International tax treaties can be extremely confusing for the layman. That is because the provisions in such treaties are drafted in a very convoluting manner. And it is not just the layman who is confounded.
Even experts in other fields struggle to decipher the implications of certain provisions in such treaties. Harshal Bhuta, a chartered accountant (CA), will vouch for that. Bhuta, a partner at P.R.
Bhuta & Co., came across one such instance when he was advising one of his NRI clients from Singapore on Indian investments. Under the Double Taxation Avoidance Agreement (DTAA), non-resident Indians (NRIs) based in select countries such as Singapore, UAE and Mauritius don’t have to pay capital gains tax on Indian mutual funds (MF).
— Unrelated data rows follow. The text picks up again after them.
PR #1479, opened 2025-04-21
fix: remove dynamic client registration

### LINKED ISSUE #1388: Istio Ambient: Envoyfilter updates
Envoyfilters are not supported for pods in ambient mode / on waypoints (see [upstream issue](https://www.github.com/istio/istio/issues/43720) and the [decision to not implement](https://www.github.com/istio/istio/issues/43720#issuecomment-2740803785)).

In preliminary testing envoyfilters will still work when applied to the `GATEWAY` context (for example, our existing classification banner works on ambient workloads). The only envoyfilter currently applied on SIDECAR_INBOUND is [Keycloak's `block-path-parameters-in-non-final-segments` envoyfilter](https://github.com/defenseunicorns/uds-core/blob/main/src/keycloak/chart/templates/path-parameter-envoyfilter.yaml).

Note that switching to the envoyfilter being applied at the gateway may limit our ability to force this same restriction on in-cluster traffic and we should be careful to ensure that there is still adequate protection in-cluster, whether it is via an envoyfilter or other mechanism (potentially could be done in Keycloak).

For NRIs based in Singapore, there is a rider though—a prerequisite that they have to meet before they are eligible for the tax benefit.
Article 24 (1) of the India-Singapore DTAA, states that the capital gains needs to be repatriated to Singapore. Since MF capital gains have to be taxed in Singapore (and not in India), the treaty requires the proceeds to be sent there for taxation. And herein begins the confusion.
Singapore does not levy any tax on capital gains. Thus, the DTAA rule that states that gains need to be taxed in Singapore might not be fulfilled and, hence, some financial experts are of the opinion that the gains might be taxable in India. Another interpretation by other experts is that since India does not have taxation rights on capital gains in the first place under the treaty, the income tax department cannot ask NRIs based in Singapore to pay up taxes if such a situation arises.